### Exercise
Lift out each line of the data that holds "there".

Collected data entries
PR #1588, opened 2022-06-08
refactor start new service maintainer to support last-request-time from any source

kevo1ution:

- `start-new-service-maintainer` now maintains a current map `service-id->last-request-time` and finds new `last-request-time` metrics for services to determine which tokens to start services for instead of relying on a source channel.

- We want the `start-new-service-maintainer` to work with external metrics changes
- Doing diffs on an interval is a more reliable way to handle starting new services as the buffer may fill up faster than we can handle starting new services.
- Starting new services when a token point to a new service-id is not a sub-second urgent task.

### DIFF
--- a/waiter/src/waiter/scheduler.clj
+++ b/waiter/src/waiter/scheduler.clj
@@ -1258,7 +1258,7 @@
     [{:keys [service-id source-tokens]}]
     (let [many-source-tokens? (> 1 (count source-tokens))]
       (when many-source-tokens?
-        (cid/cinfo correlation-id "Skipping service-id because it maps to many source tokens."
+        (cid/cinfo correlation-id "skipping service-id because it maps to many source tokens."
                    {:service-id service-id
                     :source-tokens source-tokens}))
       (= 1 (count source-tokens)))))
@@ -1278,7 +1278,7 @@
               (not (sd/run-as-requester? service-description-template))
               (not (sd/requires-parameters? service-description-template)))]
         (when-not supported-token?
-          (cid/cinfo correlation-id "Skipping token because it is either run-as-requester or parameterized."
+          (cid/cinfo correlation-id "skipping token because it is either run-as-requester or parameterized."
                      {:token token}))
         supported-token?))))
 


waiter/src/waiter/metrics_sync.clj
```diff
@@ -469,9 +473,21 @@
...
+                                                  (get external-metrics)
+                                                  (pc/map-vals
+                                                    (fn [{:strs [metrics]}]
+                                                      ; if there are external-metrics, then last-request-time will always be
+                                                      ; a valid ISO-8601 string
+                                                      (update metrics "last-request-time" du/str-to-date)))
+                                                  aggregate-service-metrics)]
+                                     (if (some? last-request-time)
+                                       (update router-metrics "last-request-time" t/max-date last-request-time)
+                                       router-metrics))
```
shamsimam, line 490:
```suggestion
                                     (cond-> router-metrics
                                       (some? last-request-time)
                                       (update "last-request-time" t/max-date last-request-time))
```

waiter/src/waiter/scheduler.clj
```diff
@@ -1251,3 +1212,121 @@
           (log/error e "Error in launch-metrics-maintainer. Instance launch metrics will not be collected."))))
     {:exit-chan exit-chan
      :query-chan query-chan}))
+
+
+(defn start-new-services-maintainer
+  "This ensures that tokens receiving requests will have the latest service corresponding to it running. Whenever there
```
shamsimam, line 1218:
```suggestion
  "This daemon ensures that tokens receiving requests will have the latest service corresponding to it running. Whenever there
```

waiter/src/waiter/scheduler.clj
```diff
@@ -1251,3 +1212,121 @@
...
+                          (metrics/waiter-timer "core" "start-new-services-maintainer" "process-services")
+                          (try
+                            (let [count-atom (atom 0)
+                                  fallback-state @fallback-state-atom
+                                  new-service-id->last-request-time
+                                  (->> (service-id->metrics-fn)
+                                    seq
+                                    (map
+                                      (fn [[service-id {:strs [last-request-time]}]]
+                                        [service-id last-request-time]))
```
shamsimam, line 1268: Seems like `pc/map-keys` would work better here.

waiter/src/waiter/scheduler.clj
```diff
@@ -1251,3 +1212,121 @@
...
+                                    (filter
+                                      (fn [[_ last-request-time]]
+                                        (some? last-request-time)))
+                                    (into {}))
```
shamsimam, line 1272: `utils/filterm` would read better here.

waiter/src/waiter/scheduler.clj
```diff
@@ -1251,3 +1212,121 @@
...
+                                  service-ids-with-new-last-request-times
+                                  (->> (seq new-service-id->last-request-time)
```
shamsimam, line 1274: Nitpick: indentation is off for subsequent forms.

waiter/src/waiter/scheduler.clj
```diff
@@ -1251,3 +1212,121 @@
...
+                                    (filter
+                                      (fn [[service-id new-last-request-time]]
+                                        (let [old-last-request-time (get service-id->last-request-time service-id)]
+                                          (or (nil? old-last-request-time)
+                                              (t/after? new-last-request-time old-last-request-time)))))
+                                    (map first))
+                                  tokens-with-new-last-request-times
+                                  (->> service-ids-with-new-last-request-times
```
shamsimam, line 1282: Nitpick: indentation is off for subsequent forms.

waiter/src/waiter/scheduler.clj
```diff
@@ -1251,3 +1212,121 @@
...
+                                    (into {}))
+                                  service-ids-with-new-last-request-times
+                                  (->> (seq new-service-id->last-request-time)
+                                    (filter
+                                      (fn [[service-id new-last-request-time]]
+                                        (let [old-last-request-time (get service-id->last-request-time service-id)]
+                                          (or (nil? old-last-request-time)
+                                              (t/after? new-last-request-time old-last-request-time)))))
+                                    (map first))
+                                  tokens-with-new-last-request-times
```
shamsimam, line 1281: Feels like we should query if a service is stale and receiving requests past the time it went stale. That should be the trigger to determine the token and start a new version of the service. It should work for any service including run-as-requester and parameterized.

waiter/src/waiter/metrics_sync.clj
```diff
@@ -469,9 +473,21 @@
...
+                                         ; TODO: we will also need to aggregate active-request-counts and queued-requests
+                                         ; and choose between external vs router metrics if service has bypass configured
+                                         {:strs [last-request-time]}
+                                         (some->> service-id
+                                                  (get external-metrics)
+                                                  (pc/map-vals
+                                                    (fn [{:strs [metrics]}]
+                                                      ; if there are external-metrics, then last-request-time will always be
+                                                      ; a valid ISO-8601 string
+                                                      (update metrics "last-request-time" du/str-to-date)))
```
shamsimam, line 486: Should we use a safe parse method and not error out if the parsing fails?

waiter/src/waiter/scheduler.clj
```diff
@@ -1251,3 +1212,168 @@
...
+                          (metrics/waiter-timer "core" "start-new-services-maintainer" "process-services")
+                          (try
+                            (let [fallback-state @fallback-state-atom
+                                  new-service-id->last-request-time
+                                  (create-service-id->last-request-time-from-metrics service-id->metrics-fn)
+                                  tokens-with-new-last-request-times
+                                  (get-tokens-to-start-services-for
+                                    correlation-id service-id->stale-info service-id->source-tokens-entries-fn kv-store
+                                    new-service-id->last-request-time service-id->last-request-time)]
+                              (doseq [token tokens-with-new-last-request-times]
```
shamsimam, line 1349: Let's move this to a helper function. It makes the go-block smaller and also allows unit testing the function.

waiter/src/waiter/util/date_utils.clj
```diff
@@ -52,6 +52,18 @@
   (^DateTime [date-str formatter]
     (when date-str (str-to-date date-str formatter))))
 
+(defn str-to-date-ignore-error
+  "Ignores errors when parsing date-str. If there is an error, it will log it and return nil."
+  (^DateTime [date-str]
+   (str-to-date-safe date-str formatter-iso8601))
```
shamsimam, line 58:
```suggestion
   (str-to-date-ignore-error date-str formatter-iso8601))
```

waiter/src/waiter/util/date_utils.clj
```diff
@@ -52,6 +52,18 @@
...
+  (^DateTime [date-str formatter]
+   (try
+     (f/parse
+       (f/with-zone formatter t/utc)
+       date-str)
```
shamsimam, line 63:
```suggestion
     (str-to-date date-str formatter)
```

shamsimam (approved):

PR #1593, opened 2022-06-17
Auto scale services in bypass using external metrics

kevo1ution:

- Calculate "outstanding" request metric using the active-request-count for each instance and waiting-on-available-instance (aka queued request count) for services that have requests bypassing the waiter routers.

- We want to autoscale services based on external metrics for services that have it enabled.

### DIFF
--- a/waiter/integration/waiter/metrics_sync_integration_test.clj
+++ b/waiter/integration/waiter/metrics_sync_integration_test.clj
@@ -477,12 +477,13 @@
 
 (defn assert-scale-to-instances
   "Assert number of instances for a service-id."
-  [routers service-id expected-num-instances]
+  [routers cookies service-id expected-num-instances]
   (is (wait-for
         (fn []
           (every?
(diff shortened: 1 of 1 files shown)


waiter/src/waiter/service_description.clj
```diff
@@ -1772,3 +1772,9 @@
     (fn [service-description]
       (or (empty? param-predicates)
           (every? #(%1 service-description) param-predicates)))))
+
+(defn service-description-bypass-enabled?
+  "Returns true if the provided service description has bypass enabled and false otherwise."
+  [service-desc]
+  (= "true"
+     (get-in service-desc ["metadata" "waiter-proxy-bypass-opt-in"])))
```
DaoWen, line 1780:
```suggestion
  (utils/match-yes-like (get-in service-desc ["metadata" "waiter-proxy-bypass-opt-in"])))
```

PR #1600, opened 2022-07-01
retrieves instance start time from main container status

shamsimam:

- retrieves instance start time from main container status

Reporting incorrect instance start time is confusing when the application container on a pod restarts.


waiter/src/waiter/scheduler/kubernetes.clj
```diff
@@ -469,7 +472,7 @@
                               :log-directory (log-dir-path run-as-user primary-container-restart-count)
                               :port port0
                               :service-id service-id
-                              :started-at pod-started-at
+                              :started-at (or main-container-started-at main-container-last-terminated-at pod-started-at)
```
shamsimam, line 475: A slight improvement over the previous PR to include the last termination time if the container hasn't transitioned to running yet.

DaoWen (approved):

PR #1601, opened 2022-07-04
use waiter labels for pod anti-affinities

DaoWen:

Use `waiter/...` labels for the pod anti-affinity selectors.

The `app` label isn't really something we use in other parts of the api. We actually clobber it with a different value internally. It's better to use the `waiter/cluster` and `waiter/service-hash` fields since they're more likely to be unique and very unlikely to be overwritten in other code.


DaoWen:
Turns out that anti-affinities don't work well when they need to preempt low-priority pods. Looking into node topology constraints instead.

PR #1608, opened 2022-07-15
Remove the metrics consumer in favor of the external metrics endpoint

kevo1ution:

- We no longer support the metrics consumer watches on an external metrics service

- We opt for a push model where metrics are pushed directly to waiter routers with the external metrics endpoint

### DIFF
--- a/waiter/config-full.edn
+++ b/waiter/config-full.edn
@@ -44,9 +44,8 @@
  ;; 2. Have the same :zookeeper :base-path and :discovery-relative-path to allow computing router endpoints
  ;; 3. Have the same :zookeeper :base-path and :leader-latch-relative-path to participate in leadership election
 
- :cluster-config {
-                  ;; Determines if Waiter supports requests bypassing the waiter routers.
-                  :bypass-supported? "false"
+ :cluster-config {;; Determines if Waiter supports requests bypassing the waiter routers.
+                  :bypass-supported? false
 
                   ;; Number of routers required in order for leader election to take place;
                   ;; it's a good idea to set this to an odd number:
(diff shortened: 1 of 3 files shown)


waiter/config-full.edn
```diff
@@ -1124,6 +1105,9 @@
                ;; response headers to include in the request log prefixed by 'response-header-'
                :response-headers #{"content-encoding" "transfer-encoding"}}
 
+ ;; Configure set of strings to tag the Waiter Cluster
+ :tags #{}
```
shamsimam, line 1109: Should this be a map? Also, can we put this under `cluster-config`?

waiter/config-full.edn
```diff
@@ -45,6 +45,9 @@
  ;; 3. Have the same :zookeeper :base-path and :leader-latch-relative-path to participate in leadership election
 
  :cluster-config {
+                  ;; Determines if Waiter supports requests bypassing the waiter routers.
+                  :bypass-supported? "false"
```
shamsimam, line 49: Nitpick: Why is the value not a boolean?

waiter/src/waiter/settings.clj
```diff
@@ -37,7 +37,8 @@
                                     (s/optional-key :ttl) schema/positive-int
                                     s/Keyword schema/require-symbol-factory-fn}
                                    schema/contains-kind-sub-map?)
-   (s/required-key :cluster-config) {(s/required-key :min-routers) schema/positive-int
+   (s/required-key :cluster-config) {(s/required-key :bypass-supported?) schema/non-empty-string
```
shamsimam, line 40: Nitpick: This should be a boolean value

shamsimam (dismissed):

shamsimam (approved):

### Response to this task
+                                                      ; if there are external-metrics, then last-request-time will always be
+  "This ensures that tokens receiving requests will have the latest service corresponding to it running. Whenever there
  "This daemon ensures that tokens receiving requests will have the latest service corresponding to it running. Whenever there
+                                                      ; if there are external-metrics, then last-request-time will always be
+  "Ignores errors when parsing date-str. If there is an error, it will log it and return nil."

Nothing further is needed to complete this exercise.